As the last day at work approaches you inevitably become more reflective, if not maudlin! However, what you might find worthy of your time to read is rather different from what I might want to reminisce about. So here’s my pitch - why does working in the Government Veterinary Services (GVS) give the potential for a fantastic career?
First, the context of what we do. There is a lot that is good about providing great veterinary services to paying customers, but government employs us to deliver public goods. Essentially to make happen what society values in relation to animal health and welfare and that the market, businesses operating for profit, won’t do on its own. That is true of our Official Veterinarian (OV) colleagues in abattoirs, standing up for animal welfare as well as protecting public health, and our scientists working at the frontiers of research, for example to deliver the next generation foot and mouth disease (FMD) vaccine that will transform life for livestock producers globally. And every one of us in between, who I won’t attempt to list as the scope of what we vets do in government is so wide.
Then the impact. We mainly work for whole populations – everyone who eats or uses animal products; all the farmers who suffer from a disease outbreak; all the animals used in research, transported, slaughtered, competed and otherwise exploited for human wellbeing. We ensure that government policies in all these areas are well founded on evidence and sound veterinary judgement and ensure that those policies are effectively delivered.
Finally, the personal opportunities. As professionals, we enter government at a relatively high level, doing responsible jobs on our own initiative. It may feel like being a cog in a big machine of government delivery, but each of us cogs has a crucial role. To do what we do well requires us to be professionally excellent and to have great wider skills, or competencies in government parlance. We have to communicate, influence and persuade. We may have the law behind us, but generally we secure compliance by consent, with enforcement a last and very expensive resort.
You can grow into any of our entry level jobs to have a fulfilling career, personal esteem and the respect of your peers and the wider community that you work in. If that’s you, you are the core capability of GVS, and we cannot operate without you. But you can also progress, varying your career by having different roles over time, gaining experience and perhaps moving up through our hierarchy, increasingly building a wider skill set from your professional base to realise your potential and ambition. The Chief Veterinary Officer (CVO) is not the top of that pathway; that would be the Head of the Civil Service, leaving your specialism behind and requiring a pretty gifted and highly motivated individual. But why not? We vets are, after all, amongst the brightest minds the population has to offer, aren’t we?
What has government service done for me?
To move on from generalities, and to misquote Monty Python, “what has Government Service done for me?” After working in UK practice and in Government service in Belize and Yemen, I joined the UK Government as a new entrant Veterinary Officer (VO) in Itchen Abbas, Hampshire, where I was inducted, mentored and supported “on the job” by my vet and animal health officer colleagues. I was lucky to be encouraged by an experienced colleague to look beyond the task list to the reason for what we did, to what makes for an effective animal health service and to understand why “the centre” set policies that were sometimes less than obviously “the right thing”. If that interests you, do join the Association of Government Vets or the Veterinary Public Health Association to engage in some of the debates.
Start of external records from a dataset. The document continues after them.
PR #14642, opened 2023-09-01
cli_out_write: don't decorate data if colors are not set

### LINKED ISSUE #14614: [feature] Don't add escape sequences to stdout of (some) query commands, regardless of CLICOLOR_FORCE
### What is your suggestion?

Hi!

My use case: I am running various conan commands in a wrapper script. The wrapper is using its own buffering when running subprocesses, so when I run the script in the terminal, conan doesn't know that it actually runs in terminal, and disables colors in logs. I set CLICOLOR_FORCE env variable when I want to see colored logs, which works nicely for me.

Sadly, when I want to capture stdout of a command and do something with it, CLICOLOR_FORCE adds unwanted escape sequences and breaks my script:

```bash
$ conan list 'zlib/*' --format=json | cat -A
{$
    "Local Cache": {$
        "zlib/1.2.13": {}$
    }$
}$
$ CLICOLOR_FORCE=1 conan list 'zlib/*' --format=json | cat -A
{$
    "Local Cache": {$
        "zlib/1.2.13": {}$
    }$
}^[[0m$
```

Same can be observed if I run simple `conan config home`. This is kinda expected since I add a variable to force colors, but JSON output format is meant to be processed automatically, so I think it shouldn't be touched with color decorations at all.

BobIsOnFire:
Changelog: Bugfix: Fix unnecessarily decorating command stdout with escape sequences.
Docs: omit

Fixes #14614.

### DIFF
--- a/conan/api/output.py
+++ b/conan/api/output.py
@@ -227,7 +227,7 @@ def cli_out_write(data, fg=None, bg=None, endline="\n", indentation=0):
 
     fg_ = fg or ''
     bg_ = bg or ''
-    if color_enabled(sys.stdout):
+    if (fg or bg) and color_enabled(sys.stdout):
         data = f"{' ' * indentation}{fg_}{bg_}{data}{Style.RESET_ALL}{endline}"
     else:
         data = f"{' ' * indentation}{data}{endline}"


memsharded (approved):

memsharded:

That interest led me to seek promotion to a Vet Adviser role in London and I first worked on international trade. This made me get my head around the whole regulatory framework for animal health and welfare and food safety, as that is the basis for export negotiations, and introduced me to the EU and representing the UK there. There were opportunities to travel, including the first of many trips to China. I progressively learnt “policy” on the job and through the training courses that government sent me on, and got promoted twice.
In 2005 the CVO snapped me out of my role as Head of International Trade to head up the BSE team instead. This happened after I had spent 8 years learning about and becoming confident in trade, and was a move that I would not have made willingly! However it was key to the rest of my career in government. After a further job leading on animal welfare policy, 2008 found me heading the team that worked on EU and international agriculture policy, not a veterinary role at all but learning about, amongst other stuff, the Common Agricultural Policy. That made my head hurt, but I was happy in the role. However the CVO job came up, and it was too good an opportunity to miss, and I got it. Why? As ever, a mix of skills, experience and personality, but I guarantee that I would not have been successful if I had stuck in that trade role.
The CVO role is challenging and rewarding. I worry incessantly about whether our infrastructure and people capability is maintained sufficiently to reduce risks of disease, spot new threats quickly, and deal with emergencies. I think it is, but all those elements need constant care and attention, not least our people! I get to travel, to negotiate at the highest level with trading partners and the EU, and to work with an inspiring range of leaders from farming and vet stakeholders, through welfare groups to retailers, and of course our Ministers. It’ll be funny when all that stops for me on 1st March. My thoughts will be with you all, and with the new UK CVO, Christine Middlemiss!